WORK ITEM: Of all the lines in the records below, copy only those that contain the string "other".

Saved entries:
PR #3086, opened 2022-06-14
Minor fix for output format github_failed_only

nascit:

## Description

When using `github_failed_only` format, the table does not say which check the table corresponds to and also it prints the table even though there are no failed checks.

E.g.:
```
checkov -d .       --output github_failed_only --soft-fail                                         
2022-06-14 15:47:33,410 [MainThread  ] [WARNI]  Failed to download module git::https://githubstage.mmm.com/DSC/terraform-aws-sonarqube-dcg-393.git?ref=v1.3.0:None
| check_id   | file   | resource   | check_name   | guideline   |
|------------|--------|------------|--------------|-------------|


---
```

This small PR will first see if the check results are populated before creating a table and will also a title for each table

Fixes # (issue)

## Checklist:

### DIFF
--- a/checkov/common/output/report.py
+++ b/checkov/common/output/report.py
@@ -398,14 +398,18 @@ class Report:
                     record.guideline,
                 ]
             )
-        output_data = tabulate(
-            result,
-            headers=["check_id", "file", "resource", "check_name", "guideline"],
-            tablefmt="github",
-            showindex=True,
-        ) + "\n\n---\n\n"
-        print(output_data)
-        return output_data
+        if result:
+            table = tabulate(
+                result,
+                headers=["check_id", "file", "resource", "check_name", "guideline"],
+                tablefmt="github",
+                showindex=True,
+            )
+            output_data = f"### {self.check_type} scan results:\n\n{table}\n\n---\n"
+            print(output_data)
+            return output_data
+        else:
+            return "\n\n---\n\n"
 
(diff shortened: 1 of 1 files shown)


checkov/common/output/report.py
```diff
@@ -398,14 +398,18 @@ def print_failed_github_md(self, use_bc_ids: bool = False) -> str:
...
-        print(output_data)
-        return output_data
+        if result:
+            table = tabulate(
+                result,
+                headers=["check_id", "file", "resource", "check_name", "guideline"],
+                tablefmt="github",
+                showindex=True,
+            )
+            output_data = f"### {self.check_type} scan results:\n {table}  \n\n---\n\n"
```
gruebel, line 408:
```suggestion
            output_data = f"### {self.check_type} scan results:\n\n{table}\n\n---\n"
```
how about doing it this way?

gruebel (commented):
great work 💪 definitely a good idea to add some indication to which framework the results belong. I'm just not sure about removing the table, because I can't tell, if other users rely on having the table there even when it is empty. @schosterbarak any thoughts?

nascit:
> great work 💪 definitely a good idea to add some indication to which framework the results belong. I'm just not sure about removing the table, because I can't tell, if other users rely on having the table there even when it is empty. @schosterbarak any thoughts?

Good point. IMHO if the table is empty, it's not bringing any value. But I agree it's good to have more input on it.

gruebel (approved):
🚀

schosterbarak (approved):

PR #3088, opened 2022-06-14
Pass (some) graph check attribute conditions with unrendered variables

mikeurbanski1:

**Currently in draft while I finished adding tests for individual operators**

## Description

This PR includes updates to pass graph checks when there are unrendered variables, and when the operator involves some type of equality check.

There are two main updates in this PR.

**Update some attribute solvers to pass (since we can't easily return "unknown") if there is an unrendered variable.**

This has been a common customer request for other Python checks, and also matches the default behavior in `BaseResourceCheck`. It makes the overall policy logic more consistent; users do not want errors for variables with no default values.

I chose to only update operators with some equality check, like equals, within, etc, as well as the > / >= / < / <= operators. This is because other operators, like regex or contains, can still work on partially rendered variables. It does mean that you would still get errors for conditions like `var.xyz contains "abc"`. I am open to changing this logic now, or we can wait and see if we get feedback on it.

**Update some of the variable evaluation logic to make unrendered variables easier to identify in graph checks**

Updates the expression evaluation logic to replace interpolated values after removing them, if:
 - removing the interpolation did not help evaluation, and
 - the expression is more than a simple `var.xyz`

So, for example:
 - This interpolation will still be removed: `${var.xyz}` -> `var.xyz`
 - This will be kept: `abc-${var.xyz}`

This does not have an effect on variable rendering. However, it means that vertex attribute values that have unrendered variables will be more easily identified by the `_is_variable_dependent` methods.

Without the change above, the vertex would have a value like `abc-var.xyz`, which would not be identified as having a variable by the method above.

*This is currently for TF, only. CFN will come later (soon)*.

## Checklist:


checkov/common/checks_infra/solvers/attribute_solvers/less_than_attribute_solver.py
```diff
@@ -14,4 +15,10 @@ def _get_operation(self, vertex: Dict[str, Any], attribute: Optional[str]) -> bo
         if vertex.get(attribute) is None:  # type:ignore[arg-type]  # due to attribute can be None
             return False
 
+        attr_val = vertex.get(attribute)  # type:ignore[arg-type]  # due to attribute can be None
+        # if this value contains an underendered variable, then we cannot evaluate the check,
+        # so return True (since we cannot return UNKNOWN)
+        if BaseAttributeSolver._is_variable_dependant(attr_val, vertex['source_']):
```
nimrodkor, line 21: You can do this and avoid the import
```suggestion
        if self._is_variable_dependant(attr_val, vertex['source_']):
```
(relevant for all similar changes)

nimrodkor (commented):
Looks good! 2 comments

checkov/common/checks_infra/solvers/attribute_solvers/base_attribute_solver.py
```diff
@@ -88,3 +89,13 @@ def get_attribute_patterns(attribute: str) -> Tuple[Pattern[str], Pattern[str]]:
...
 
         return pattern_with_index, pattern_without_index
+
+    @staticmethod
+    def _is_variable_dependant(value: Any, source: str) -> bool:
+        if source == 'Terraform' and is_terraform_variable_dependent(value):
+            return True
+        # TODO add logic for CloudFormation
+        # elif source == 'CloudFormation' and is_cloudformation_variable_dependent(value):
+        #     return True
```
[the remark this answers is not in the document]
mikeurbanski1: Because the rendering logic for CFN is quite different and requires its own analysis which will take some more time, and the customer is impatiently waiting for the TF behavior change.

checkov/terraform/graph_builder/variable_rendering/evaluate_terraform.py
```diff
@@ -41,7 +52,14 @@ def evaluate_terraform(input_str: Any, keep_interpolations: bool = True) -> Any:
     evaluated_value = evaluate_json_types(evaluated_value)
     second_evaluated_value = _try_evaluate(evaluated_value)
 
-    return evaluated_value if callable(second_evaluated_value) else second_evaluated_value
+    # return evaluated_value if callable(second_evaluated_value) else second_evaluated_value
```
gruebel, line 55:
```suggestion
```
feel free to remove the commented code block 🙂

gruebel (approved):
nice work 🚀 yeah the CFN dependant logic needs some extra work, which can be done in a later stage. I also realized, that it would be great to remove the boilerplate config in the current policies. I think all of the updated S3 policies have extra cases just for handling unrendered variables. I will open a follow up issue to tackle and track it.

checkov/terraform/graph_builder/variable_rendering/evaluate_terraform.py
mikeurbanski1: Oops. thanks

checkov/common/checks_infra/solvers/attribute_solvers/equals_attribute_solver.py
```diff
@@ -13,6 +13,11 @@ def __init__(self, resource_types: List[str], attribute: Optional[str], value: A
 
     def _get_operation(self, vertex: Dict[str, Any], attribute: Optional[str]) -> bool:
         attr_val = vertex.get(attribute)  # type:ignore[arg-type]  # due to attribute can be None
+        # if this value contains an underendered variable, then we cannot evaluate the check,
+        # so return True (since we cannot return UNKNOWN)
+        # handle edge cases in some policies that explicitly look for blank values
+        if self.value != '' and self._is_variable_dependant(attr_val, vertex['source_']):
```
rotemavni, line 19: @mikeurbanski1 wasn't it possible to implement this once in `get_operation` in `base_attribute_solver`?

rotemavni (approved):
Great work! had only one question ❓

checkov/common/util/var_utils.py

ANSWER BOX:
great work 💪 definitely a good idea to add some indication to which framework the results belong. I'm just not sure about removing the table, because I can't tell, if other users rely on having the table there even when it is empty. @schosterbarak any thoughts?
> great work 💪 definitely a good idea to add some indication to which framework the results belong. I'm just not sure about removing the table, because I can't tell, if other users rely on having the table there even when it is empty. @schosterbarak any thoughts?
This has been a common customer request for other Python checks, and also matches the default behavior in `BaseResourceCheck`. It makes the overall policy logic more consistent; users do not want errors for variables with no default values.
I chose to only update operators with some equality check, like equals, within, etc, as well as the > / >= / < / <= operators. This is because other operators, like regex or contains, can still work on partially rendered variables. It does mean that you would still get errors for conditions like `var.xyz contains "abc"`. I am open to changing this logic now, or we can wait and see if we get feedback on it.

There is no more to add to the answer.